Linus is wrong about being a jerk - bqe
http://blog.existentialize.com/on-being-nice.html

======
christianbryant
I wholly agree. Having worked for a Linus-type, I've seen both sides of the
coin. Yes, you need tangible requirements, project goals, assigned
responsibility and real consequence for harmful actions in a large-scale
project, but you don't need to be a dick about it. Of course, if that's your
nature, then that's who you are. But people who aren't dicks don't need to be
to get the same results. Much love to Linus, but for me, FLOSS isn't about
that. It's about providing a positive service to humanity that allows freedom,
education, communication and a whole host of socially beneficial functions to
the world. How is being a dick conducive to that beautiful product of our
FLOSS efforts? Cheers :)

------
perlpimp
Hold on a second: ... "how Greg KH should be tougher on people who contribute
patches to -stable" ...

I don't know about you but bar for patches going into stable is that much
higher.

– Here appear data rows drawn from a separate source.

PR #269, opened 2015-10-07
Hw1

jonahkall:
Jonah Kallenbach HW1 submission.


HW1/P2/.ipynb_checkpoints/205_2-checkpoint.ipynb
```diff
@@ -0,0 +1,310 @@
+{
```
sbalanovich: In future, just for ease of readability, could you potentially gitignore the iPython Notebook stuff? Unless you actually intend for this to be looked at - it's kind of hard to comment on a .ipynb file though

HW1/P2/P2.txt
```diff
@@ -1 +1,9 @@
 # Your discussion here
+The graph for part a is scaled by 1e7, which is why it
+looks relatively clustered. In fact, the partitioning is quite poor:
+some partitions did 0 or close to 0 work, while other partitions did
+huge amounts of work.  The graph for part b on the other hand is tightly
+clustered around a small range of values just above 200,000. Thus we see that
+the solution of a random repartition via PartitionBy balances work *extremely* well.
```
sbalanovich: I think *extremely* might be a bit of an over-exaggeration :)
I'm sure if we really wanted to, we could hardcode some configuration of workers to fully optimize for solving this problem, but I do agree with you that given the simplicity of the solution and the low cost, this solution works relatively well!

HW1/P2/P2a.py
```diff
@@ -1,3 +1,30 @@
...
+
+
+rdd1 = np.arange(2000)
+rdd2 = np.arange(2000)
+
+rdd1 = sc.parallelize(rdd1, 10)
+rdd2 = sc.parallelize(rdd2, 10)
+
+# Create the pixels rdd
+pixels = rdd1.cartesian(rdd2)
```
sbalanovich: In order to avoid all of the above duplication, it might have been cleaner to simply make a single rdd and then cartesian it with itself (ie `rdd = sc.parallelize(np.arange(2000), 10)` and then `rdd.cartesian(rdd)`)

HW1/P2/P2b.py
```diff
@@ -1,3 +1,32 @@
...
+# Randomly shuffle the pixels data
+pixels = pixels.partitionBy(100)
+
+res = pixels.map(lambda a: (a,mandelbrot((a[1]/500.0) - 2,(a[0]/500.0) - 2)))
+draw_image(res)
+b = sum_values_for_partitions(res)
+to_plot = b.collect()
+
+plt.hist(to_plot)
+plt.title('Load distribution with default partitioning')
```
sbalanovich: Isn't this no longer "default" partitioning? :grinning:

HW1/P3/P3.py
```diff
@@ -0,0 +1,17 @@
...
+import pyspark
+sc = pyspark.SparkContext(appName="P3")
+
+# Load the data (I parsed the data into one file called 'words')
+words_list = sc.textFile("words")
+
+# Hash every word to its sorted list of characters, map everything with those
+# letters to that word.
+sorted_words = words_list.map(lambda x: (''.join(sorted(x)), (1, [x])))
+output = sorted_words.reduceByKey(lambda a,b: (a[0] + b[0], a[1] + b[1]))
```
sbalanovich: Excellent!

HW1/P3/P3.txt
```diff
@@ -1 +1,7 @@
 # Your discussion here
+(u'aerst', (11, [u'arets', u'aster', u'rates', u'reast', u'resat', u'stare', u'stear', u'strae', u'tares', u'tears', u'teras']))
+
+
+Note: it was a tie!
+
+(u'aerst', (11, [u'arets', u'aster', u'rates', u'reast', u'resat', u'stare', u'stear', u'strae', u'tares', u'tears', u'teras'])), (u'aelst', (11, [u'least', u'leats', u'salet', u'slate', u'stale', u'steal', u'stela', u'taels', u'tales', u'teals', u'tesla'])), (u'aeprs', (11, [u'asper', u'pares', u'parse', u'pears', u'prase', u'presa', u'rapes', u'reaps', u'spaer', u'spare', u'spear']))
```
sbalanovich: Nice catch!

HW1/P4/P4.txt
```diff
@@ -1 +1,19 @@
...
+as a stop condition!
+
+If a character does not have a defined distance in the graph, this means that that character
+is unreachable, a.k.a. disconnected from the source character (different connected component).
+
+My graph representation was an adjacency list: an RDD which maps each character name to a list
+of characters with whom they have appeared in a comic.
+
+The number of touched nodes in the searches were:
+
```
sbalanovich: These numbers look right to me!

HW1/P4/P4_bfs.py
```diff
@@ -0,0 +1,20 @@
...
+# distance from src_name.
+def bfs(adj_list_rdd, src_name, sc):
+    accum = sc.accumulator(0)
+    adj_list_rdd.cache()
+    distances = sc.parallelize([(src_name, 0)])
+    i = 0
+    curr = 0
+    c = adj_list_rdd.count()
+    last = -1
+    while accum.value != last:
```
sbalanovich: Maybe I'm misunderstanding this, but this seems like a strange approach. You're checking whether the accumulator value is equal to `last` and if it's not, you set `last` to the value, set the value to 0, and then set the accumulator value equal to the number of distances you got. Does the loop ever break when `last` is not 0? It looks to me as though you're always doing one extra iteration - it might be cleaner just to reset the accumulator on each iteration and then break the loop if it's 0 at the start of any one iteration.

HW1/P5/P5_bfs.py
```diff
@@ -0,0 +1,18 @@
+# Takes in a src node and a destination node, and returns an rdd of
+# every shortest path from src to dest in the graph.
+# Caution: if src is not connected to dest, this runs forever
+def find_all_shortest_paths(src, dest, graph, sc):
+  accum = sc.accumulator(0)
+  num_parts = 64
+  graph = graph.partitionBy(num_parts).cache()
+  distances = sc.parallelize([(src, [src])]).partitionBy(num_parts)
+  while 1:
```
sbalanovich: I think `while True` may be the more accepted "infinite loop" notation in Python.

HW1/P5/P5_bfs.py
```diff
@@ -0,0 +1,18 @@
...
+    accum.value = 0
+    print "new iteration"
+    assert(distances.partitioner == graph.partitioner)
+    distances = distances.join(graph).map(lambda (k, v): (v[1], v[0] + [v[1]])).partitionBy(num_parts)
+    test = distances.filter(lambda (k, v): k == dest)
+    test.foreach(lambda x: accum.add(1))
+    if accum.value > 0:
```
sbalanovich: Yeah, this is what I was talking about in my comment on your P4_bfs :+1:

HW1/P5/P5_bfs.py
```diff
@@ -0,0 +1,18 @@
+# Takes in a src node and a destination node, and returns an rdd of
+# every shortest path from src to dest in the graph.
+# Caution: if src is not connected to dest, this runs forever
+def find_all_shortest_paths(src, dest, graph, sc):
```
sbalanovich: Excellent! Shortest, most concise implementation I've seen for this problem set, well done.

HW1/P6/P6.py
```diff
@@ -0,0 +1,95 @@
...
+sc = pyspark.SparkContext(appName="P4")
+
+f = open("pg100.txt")
+raw_text = f.read()
+output = raw_text.split()
+
+# Clean the words in accordance with the spec
+def cleanUp(word):
+    is_word = False
+    try:
```
sbalanovich: This try/catch is a bit silly, I think you should have just used `isdigit()`

HW1/P6/P6.py
```diff
@@ -0,0 +1,95 @@
...
+    if is_word == False:
+        return False
+    if word.isupper():
+        return False
+    if word[-1] == ".":
+        if word[::-1].isupper():
+            return False
+    return True
+
+# Basic tests on cleanUp
```
sbalanovich: Excellent! Nice of you to actually test all posed edge cases.

HW1/P6/P6.py
```diff
@@ -0,0 +1,95 @@
...
+assert(cleanUp("51235151") == False)
+assert(cleanUp("AJSDFJKAK") == False)
+assert(cleanUp("AJSDFJKAK.") == False)
+assert(cleanUp("AJSDFAKSFIWEIEIEIEJKAK.") == False)
+
+# clean the data
+cleaned = filter(cleanUp, output)
+
+trigrams = []
+for i in range(len(cleaned) - 2):
```
sbalanovich: Interesting, though this probably should have been parallelized. I would recommend looking into `zipWithIndex()` with offsets to create these trigrams.

HW1/P6/P6.py
```diff
@@ -0,0 +1,95 @@
...
+assert(cleanUp("bllahsk28askldH") == True)
+assert(cleanUp("alksdf.") == True)
+assert(cleanUp("1234") == False)
+assert(cleanUp("51235151") == False)
+assert(cleanUp("AJSDFJKAK") == False)
+assert(cleanUp("AJSDFJKAK.") == False)
+assert(cleanUp("AJSDFAKSFIWEIEIEIEJKAK.") == False)
+
+# clean the data
+cleaned = filter(cleanUp, output)
```
sbalanovich: This should be parallelized (a filter on an RDD).

HW1/P2/P2b.py
```diff
@@ -1,3 +1,32 @@
...
 
-# Your code here
+import findspark
+findspark.init()
+
+import pyspark
+sc = pyspark.SparkContext(appName="P2")
+
+rdd1 = np.arange(2000)
+rdd2 = np.arange(2000)
```
adisuissa, line 13: You should have used sc.range to create the ranges and parallelize them.

HW1/P3/P3.py
adisuissa, line 15: Indeed, very nice implementation!

HW1/P4/P4_bfs.py
```diff
@@ -0,0 +1,20 @@
...
+        last = accum.value
+        accum.value = 0
+        neighbors_rdd = distances.filter(lambda x: x[1] == curr).join(adj_list_rdd) \
+                         .flatMap(lambda (key, (num, l)): [(a, curr + 1) for a in l])
+        distances = distances.union(neighbors_rdd).reduceByKey(lambda a, b: min(a,b)).cache()
+        curr += 1
+        distances.foreach(lambda x: accum.add(1))
```
adisuissa, line 19: I think you could have increased the accumulator during the previous reduceByKey function.

HW1/P5/P5_bfs.py
```diff
@@ -0,0 +1,18 @@
...
+  num_parts = 64
+  graph = graph.partitionBy(num_parts).cache()
+  distances = sc.parallelize([(src, [src])]).partitionBy(num_parts)
+  while 1:
+    accum.value = 0
+    print "new iteration"
+    assert(distances.partitioner == graph.partitioner)
+    distances = distances.join(graph).map(lambda (k, v): (v[1], v[0] + [v[1]])).partitionBy(num_parts)
+    test = distances.filter(lambda (k, v): k == dest)
+    test.foreach(lambda x: accum.add(1))
```
adisuissa, line 15: I think you could have used a map instead of filter, and increase the accumulator for the nodes with the distance == dest.

HW1/P6/P6.py
```diff
@@ -0,0 +1,95 @@
...
+# Draw a sample from a list of (next_word, count) pairs
+def draw_biased_sample(seq):
+    seqsum = float(sum([x[1] for x in seq]))
+    probs = [x[1]/seqsum for x in seq]
+    y = random.random()
+    for a in xrange(len(probs)):
+        y -= probs[a]
+        if y <= 0:
+            break
+    return seq[a][0]
```
adisuissa, line 82: You can use numpy's random.choice, to make this more clear.

HW1/P6/P6.py
adisuissa, line 44: Indeed, the creation of the trigrams should have been done in spark.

If people futzing about making crap code they can use it on their own
servers, but when patching stable - they should fall in line or submit their
code to development branches.

Adding code to the kernel might be fine if you futzing about with your own
server, but I sure as hell don't want Linus & Co. letting their guard down
because they might hurt someone's feelings.

I've worked with kind of Linus and I have learned from them far more than from
most of considerate and gentle minded people(there are exceptions though).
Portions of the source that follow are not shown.